Something is rotten at the heart of artificial intelligence. Machine learning algorithms that spot patterns in huge datasets, hold promise for everything from recommending if someone should be released on bail to estimating the likelihood of a driver having a car crash, and thus the cost of their insurance.

But these algorithms also risk being discriminatory by basing their recommendations on categories like someone's sex, sexuality, or race. So far, all attempts to de-bias our algorithms have failed.

But a new approach by Niki Kilbertus at the Max Planck Institute for Intelligent Systems in Germany and colleagues claims to offer a way to bake fairness right into the process of training algorithms.

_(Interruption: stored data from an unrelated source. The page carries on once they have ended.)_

Issue #5511, opened 2023-10-14
SSE Client: Test the `last-event-id` mechanism works when connection disconnects


FirelightFlagboy:
The client is connected with the client, if it lose connection it should send a `last-event-id` header when reconnecting.

If events has occurred since then, the server push the events the client has missed.

FirelightFlagboy:
The documentation about how a user-agent should behave when reestablishng the connection: <https://html.spec.whatwg.org/multipage/server-sent-events.html#reestablish-the-connection>.

We need to force the user-agent to enter in this State. 

As we can't access the inner mecanism of the SSE user-agent (the socket), the disruption need to be made on the server-side.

Machine learning systems improve with examples. The rough idea is that if you want to predict the likelihood of someone reoffending, you load up an AI with previous cases of people going through the criminal justice system. After viewing enough examples, the algorithm can then predict what will happen when presented with a fresh case.

But there are certain things that, as a society, we don't want an algorithm like this to take into consideration, such as someone's race - bail shouldn't be determined based on the colour of someone's skin.

"Loan decisions, risk assessments in criminal justice, insurance premiums, and more are being made in a way that disproportionately affects sex and race," says Kilbertus.

Reading between the lines

But unfortunately, the obvious quick fix of just removing sensitive categories from the data the algorithms are trained on doesn't work.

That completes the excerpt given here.